The Supreme Court held in A.H. Wadia v. I.T. Commr., Bombay (AIR 1949 FC 18) that the issue of the extraterritoriality of any enactment cannot be raised in the municipal court as a ground for challenging its validity, since it is a question of policy with which domestic tribunals are concerned.
However, in Electronics Corpn., India v. C.I.T. (AIR 1989 SC 1707), the Supreme Court observed that a law with extra-territorial operation can be enacted by Parliament, but it must have a nexus with something in India. The Court stated that it is inconceivable that a law made by Parliament in India has no relationship with anything in India. Parliament’s sovereign power to make laws with extra-territorial operation must respect the sovereignty of other states and therefore, provocation for the law must be found within India itself.
Distribution Of Legislative Subjects [Art. 246]
Article 246 of the Indian Constitution specifies the distribution of legislative powers between the Union and the States.
According to this provision, Parliament has exclusive power to make laws with respect to any of the matters enumerated in the Union List, while both Parliament and the State legislatures have the power to make laws with respect to matters enumerated in the Concurrent List.
The State legislature has exclusive power to make laws for the State with respect to any of the matters enumerated in the State List.
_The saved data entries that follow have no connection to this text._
PR #1822, opened 2025-11-12
No-dev and --abandoned flag on composer audit

melroy89:
Using the `--no-dev` and `--abandoned` parameters on the `composer audit` command: https://getcomposer.org/doc/03-cli.md#audit

Making the audit similar to the `npm audit`


melroy89:
~~ok great, another thing we first need to update, use a new composer binary, see PR: https://github.com/MbinOrg/mbin/pull/1823~~ merged

PR #1827, opened 2025-11-14
Make comment not nullable in EntryCommentViewController

melroy89:
Multiple instances are sufferings 500 internal server errors suddenly..? 

Seen on kbin.earth according to @jwr1 but @blued-gear  also mentioned fedia.io (keep in mind, fedia.io didn't update recently at all.. Jerry is still running on the latest stable release). 

**Problem:** `$comment->root` is used, without checking if `$comment` is not null, `$comment` can also be null.

**Solution:** Make `?EntryComment $comment` not nullable anymore

```json
{
    "message": "Warning: Attempt to read property \"root\" on null",
    "context": {
        "exception": {
            "class": "ErrorException",
            "message": "Warning: Attempt to read property \"root\" on null",
            "code": 0,
            "file": "/app/src/Controller/Entry/Comment/EntryCommentViewController.php:52"
        }
    },
    "level": 400,
    "level_name": "ERROR",
    "channel": "php",
    "datetime": "2025-11-13T21:23:00.305241+00:00",
    "extra": {}
}
```

Code line that caused issue was introduced in PR: https://github.com/MbinOrg/mbin/pull/1563

### DIFF
--- a/config/routes/dev/framework.yaml
+++ b/config/routes/dev/framework.yaml
@@ -1,3 +1,3 @@
 _errors:
-    resource: "@FrameworkBundle/Resources/config/routing/errors.xml"
+    resource: '@FrameworkBundle/Resources/config/routing/errors.php'
     prefix: /_error
--- a/config/routes/framework.yaml
+++ b/config/routes/framework.yaml
@@ -1,3 +1,3 @@
 _errors:
-  resource: '@FrameworkBundle/Resources/config/routing/errors.php'
-  prefix: /_error
+    resource: '@FrameworkBundle/Resources/config/routing/errors.php'
+    prefix: /_error


src/Controller/Entry/Comment/EntryCommentViewController.php
```diff
@@ -49,7 +49,8 @@ public function __invoke(
         $this->dispatcher->dispatch(new EntryHasBeenSeenEvent($entry));
 
         $this->entryRepository->hydrate($entry);
-        if (null !== $comment->root) {
+        // Comment can be null
+        if (null !== $comment && null !== $comment->root) {
```
blued-gear: Does it make sense to just continue if comment is `null`? The render function consumes comment so null might cause other problems. I think a 404 makes more sense in this case.

melroy89: Maybe. Why is the comment optional to begin with `?EntryComment $comment,` in the constructor.. Maybe @BentiGorlich  knows this.?

EDIT: I notice something similar (although that variable is called `$parent`) in another class https://github.com/MbinOrg/mbin/blob/main/src/Controller/Entry/Comment/EntryCommentResponseTrait.php#L27

BentiGorlich: I have no idea why $comment is allowed to be null.... I would just remove the nullability and then it would throw the 404 automatically I think 🤔

melroy89: I hope so.. I did made the change.

melroy89:
It seems the default comment_id to be set to `null` as well here: https://github.com/MbinOrg/mbin/blob/75f19ecd5ebb49bb5f0fcd88c162f06153cf9d49/config/mbin_routes/entry.yaml#L12

melroy89:
> It seems the default comment_id to be set to `null` as well here:
> 
> https://github.com/MbinOrg/mbin/blob/75f19ecd5ebb49bb5f0fcd88c162f06153cf9d49/config/mbin_routes/entry.yaml#L12

I also removed that default now.

src/Controller/Entry/Comment/EntryCommentViewController.php
melroy89: This approach does work:

image


However, we no longer see the magazine anymore. So that is the reason the `$comment` was nullable. To allow to display the magazine and just show an error message of "comment not found" below the magazine. 

Hence.. I do not think we want this, I think we do want to show the magazine in this case..?

melroy89:
follow up https://github.com/MbinOrg/mbin/pull/1829

PR #1828, opened 2025-11-14
update swagger-php and use new attribute for encoding of file upload

blued-gear:


melroy89 (approved):

melroy89:
We just may or may not want to wait for a response from the developer: https://github.com/zircote/swagger-php/issues/1841

melroy89:
> We just may or may not want to wait for a response from the developer: [zircote/swagger-php#1841](https://github.com/zircote/swagger-php/issues/1841)

Developer replied. I don't think he will roll back. But maybe fix the breaking change.

@blued-gear either way, we can just continue. And merge.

However, there is a predominance of the Union Parliament in matters of legislative law-making.
Autonomy to Centre and States (Legislative Powers)
In Javed v. State of Haryana, the Supreme Court upheld the constitutional validity of certain provisions of the Haryana Panchayati Raj Act, 1994, which disqualified a person from holding the office of Sarpanch or a Panch of a Gram Panchayat, etc. if he had more than two living children, although a similar provision was not found to have been enacted by the Parliament or other State Legislatures.
The court ruled that the Constitution gives autonomy to the Centre and the States within their respective fields of legislation. A piece of legislation enacted by one State cannot be considered discriminatory against its citizens simply because the Parliament or the Legislatures of other States have not chosen to enact similar laws. It is not permissible to compare a piece of legislation enacted by a State with the provisions of another law, even if it is similar, but enacted by Parliament or by another State Legislature.
The Supreme Court, in State of M.P. v. G.C. Mandawar, held that two laws enacted by two different governments and by two different Legislatures could not be read in conjunction or by comparison for the purpose of finding out if they were discriminatory.
The Constitution provides for a two-fold distribution of legislative powers among the Parliament and State legislatures based on the territorial aspects and subject matters, with exclusive powers given to each in certain areas and concurrent powers in others.
While the Constitution grants autonomy to the Centre and the States in their respective fields, it also ensures that there is no discrimination against citizens of any State based on the absence of similar laws in other States or by the Parliament. This distribution of legislative powers ensures a balance between the needs of a unified nation and the autonomy of its constituent states.